(Collected data)
=== Section Start ===

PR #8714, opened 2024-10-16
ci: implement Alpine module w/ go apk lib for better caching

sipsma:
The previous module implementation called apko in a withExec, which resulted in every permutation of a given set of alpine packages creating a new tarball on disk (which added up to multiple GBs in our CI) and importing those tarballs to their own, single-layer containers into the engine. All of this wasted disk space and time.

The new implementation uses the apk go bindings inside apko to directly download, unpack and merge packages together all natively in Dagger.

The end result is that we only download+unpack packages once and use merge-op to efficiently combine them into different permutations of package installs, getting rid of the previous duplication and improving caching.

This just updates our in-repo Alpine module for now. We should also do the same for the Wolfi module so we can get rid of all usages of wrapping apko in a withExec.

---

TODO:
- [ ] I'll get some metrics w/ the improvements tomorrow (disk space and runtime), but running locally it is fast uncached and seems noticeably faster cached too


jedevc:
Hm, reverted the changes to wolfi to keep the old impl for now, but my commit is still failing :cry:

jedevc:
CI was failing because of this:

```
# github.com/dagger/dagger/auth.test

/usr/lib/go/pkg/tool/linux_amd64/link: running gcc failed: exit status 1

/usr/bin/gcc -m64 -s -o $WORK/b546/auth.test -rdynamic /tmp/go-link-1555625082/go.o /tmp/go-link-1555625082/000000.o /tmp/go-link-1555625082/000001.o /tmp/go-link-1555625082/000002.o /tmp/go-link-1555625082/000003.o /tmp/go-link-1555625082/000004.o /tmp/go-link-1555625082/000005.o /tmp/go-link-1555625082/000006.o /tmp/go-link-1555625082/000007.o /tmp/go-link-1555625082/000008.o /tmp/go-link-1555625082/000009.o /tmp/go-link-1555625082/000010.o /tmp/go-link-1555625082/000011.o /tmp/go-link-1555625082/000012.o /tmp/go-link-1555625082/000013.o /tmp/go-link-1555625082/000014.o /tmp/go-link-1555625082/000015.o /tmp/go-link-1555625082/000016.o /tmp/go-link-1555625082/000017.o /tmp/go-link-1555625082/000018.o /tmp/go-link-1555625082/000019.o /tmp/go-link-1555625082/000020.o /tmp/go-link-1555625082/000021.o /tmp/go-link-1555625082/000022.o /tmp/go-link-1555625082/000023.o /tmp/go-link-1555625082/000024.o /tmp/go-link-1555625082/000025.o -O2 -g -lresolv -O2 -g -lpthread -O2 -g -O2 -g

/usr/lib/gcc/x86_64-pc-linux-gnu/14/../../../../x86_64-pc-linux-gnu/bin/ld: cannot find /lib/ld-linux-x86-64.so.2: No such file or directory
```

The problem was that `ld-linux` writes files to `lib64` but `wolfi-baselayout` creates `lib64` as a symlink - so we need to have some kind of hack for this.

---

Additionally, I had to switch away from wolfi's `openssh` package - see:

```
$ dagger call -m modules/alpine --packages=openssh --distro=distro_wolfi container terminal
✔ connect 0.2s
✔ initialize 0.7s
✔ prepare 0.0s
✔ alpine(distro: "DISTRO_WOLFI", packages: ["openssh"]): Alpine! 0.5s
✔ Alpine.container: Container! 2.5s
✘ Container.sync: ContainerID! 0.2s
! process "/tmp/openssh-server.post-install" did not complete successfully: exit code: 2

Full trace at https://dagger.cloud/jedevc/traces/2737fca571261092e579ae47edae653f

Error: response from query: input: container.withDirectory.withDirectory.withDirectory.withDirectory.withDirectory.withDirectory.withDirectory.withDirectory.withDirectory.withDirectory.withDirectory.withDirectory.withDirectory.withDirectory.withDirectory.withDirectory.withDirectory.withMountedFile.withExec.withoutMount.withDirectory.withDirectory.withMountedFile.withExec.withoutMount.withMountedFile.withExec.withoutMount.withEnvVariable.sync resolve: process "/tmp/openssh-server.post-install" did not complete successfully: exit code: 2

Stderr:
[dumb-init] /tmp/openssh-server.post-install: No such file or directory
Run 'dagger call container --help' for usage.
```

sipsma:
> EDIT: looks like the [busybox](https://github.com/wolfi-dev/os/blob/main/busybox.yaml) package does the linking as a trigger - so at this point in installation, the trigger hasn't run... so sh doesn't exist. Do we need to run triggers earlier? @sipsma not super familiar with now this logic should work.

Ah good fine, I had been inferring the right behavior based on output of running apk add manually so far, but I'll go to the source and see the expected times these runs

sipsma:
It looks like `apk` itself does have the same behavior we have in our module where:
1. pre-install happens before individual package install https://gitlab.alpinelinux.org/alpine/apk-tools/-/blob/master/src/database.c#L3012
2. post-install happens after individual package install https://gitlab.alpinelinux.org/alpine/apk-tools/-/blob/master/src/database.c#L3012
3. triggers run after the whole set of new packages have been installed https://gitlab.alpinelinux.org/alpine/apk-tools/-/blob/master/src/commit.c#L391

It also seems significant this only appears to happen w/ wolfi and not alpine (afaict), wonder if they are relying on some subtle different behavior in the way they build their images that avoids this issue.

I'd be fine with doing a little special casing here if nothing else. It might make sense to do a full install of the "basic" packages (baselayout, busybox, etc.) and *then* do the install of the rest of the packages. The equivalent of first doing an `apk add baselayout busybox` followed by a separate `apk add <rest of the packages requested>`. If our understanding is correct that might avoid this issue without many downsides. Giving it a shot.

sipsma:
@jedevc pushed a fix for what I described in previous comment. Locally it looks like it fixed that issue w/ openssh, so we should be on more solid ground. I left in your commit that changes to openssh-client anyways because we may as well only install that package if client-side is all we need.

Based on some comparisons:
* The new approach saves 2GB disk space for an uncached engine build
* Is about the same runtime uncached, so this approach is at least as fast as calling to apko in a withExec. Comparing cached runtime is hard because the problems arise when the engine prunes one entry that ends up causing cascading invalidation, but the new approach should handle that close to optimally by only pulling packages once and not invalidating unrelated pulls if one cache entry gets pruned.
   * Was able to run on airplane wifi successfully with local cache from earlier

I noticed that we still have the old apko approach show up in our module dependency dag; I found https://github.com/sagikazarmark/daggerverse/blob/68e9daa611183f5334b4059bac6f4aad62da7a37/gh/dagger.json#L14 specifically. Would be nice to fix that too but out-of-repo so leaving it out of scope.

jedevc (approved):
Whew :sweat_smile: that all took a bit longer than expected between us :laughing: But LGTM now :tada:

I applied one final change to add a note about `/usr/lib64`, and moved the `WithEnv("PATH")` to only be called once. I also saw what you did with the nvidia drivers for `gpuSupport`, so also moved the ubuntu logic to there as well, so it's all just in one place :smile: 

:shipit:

=== Section End ===
=== Section Start ===

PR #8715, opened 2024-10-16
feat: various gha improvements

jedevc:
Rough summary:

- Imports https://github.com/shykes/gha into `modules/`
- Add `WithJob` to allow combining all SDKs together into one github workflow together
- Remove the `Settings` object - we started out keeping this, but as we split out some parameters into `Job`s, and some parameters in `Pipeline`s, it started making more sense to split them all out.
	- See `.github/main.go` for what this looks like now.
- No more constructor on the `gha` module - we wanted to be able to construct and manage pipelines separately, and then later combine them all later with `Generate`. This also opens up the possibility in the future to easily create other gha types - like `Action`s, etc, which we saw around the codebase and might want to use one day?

=== Section End ===

** WHAT IS REQUIRED **
A single number is the answer here: how many lines above carry the string "baselayout"?

** EXERCISE RESPONSE **
2